According to Montagu (1961), while each community has its unique factors that may arouse
laughter, the act of laughing is recognized regardless of language, culture or ethnicity.
Sociologists, philosophers and psychologists have all conducted classical research on the human
phenomena of humor and laughter. However, research by anthropologists has been sparse until
recently, despite the fact that humor and laughter are undeniable intertwined in society and
culture.
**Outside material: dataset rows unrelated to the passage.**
PR #13066, opened 2026-09-08
Honour @Bean(preDestroy) on a bean class

dstepanov:
## The asymmetry

`io.micronaut.context.annotation.Bean` is `@Target({METHOD, ANNOTATION_TYPE, TYPE, FIELD})` and its `preDestroy()` member is documented as "The method to invoke to destroy the bean". Only `FactoryBeanElementCreator` ever read it. `DeclaredBeanElementCreator` registers pre-destroy callbacks from methods annotated `@PreDestroy` and nothing else, so on a managed bean the member did nothing at all — no callback, no error, no warning:

```java
@Singleton
@Bean(preDestroy = "close")   // silently ignored
class Closeable1 implements AutoCloseable {
    @Override public void close() { ... }   // never called on context.close()
}

@Factory
class ProducedFactory {
    @Singleton @Bean(preDestroy = "close")  // honoured
    Produced produced() { return new Produced(); }
}
```

Nothing in the code suggests the class case was left out deliberately — the member simply has a factory-scoped implementation, and the guide describes it as a factory feature while the javadoc does not. So this honours it rather than rejecting it: it is what a reader of the javadoc expects, and it gives an `AutoCloseable` bean a destroy callback without writing `@PreDestroy`.

## What changed

`DeclaredBeanElementCreator` resolves the named method on the bean type before its members are visited and registers it as a pre-destroy callback:

- Same validation as the factory case — a public, no-argument, accessible instance method of the bean type. A name that resolves to nothing (missing, private, or taking parameters) is now a `ProcessingException`, not silence.
- The callback is claimed as a lifecycle method, so it is excluded from around advice and from the bean's executable methods. That is what a method annotated `@PreDestroy` already gets, and it matches the exclusion `FactoryBeanElementCreator` applies to a produced bean's callback.
- A method that carries `@PreDestroy` itself is left to the member visitor, so naming it in `preDestroy` does not register the callback twice.

This is in the shared `core-processor` path, so it applies to Java, Groovy and Kotlin alike. The javadoc on `Bean#preDestroy()` and `src/main/docs/guide/ioc/lifecycle.adoc` were updated — the guide said "For factory beans, the `preDestroy` value…".

## Tests

New `PreDestroyOnBeanClassSpec` in `inject-java` covers the honoured case (plain, on context close, method inherited from a parent class, overloaded name), the no-duplicate-callback case, the AOP case, and three invalid-name cases (missing, private, takes parameters). Mirrored for Groovy (`inject-groovy`) and Kotlin (`inject-kotlin`) with the honoured and invalid-name cases.

`:micronaut-inject:test`, `:micronaut-inject-java:test`, `:micronaut-inject-groovy:test` and `:micronaut-inject-kotlin:test` all pass.

## Context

Some recent studies have subscribed to the ideology that laughter is a sensational
activity with seizure-like nature that is stimulated through interacting with amusing cognitive
impetuses (Polimeni & Reiss, 2006). Some contemporary studies assert that laughter is a means
of communicating assorted messages or conveying ideas (Gervais & Wilson, 2005). This implies
that laughter is an instinctive ally to the languages used from land to land. In this paper, I will
explore laughter as a worldwide phenomenon and present explanations relating laughter and
humor to the universality of the experience.
Origin of Laughter
Most theories and empirical approaches used by classical ethnologists and other scholars
in the social science realm to conceptualize the genesis of humor and laughter enclose insights
that typically explain why laughter withstood the consequence of Babel. McComas (1923)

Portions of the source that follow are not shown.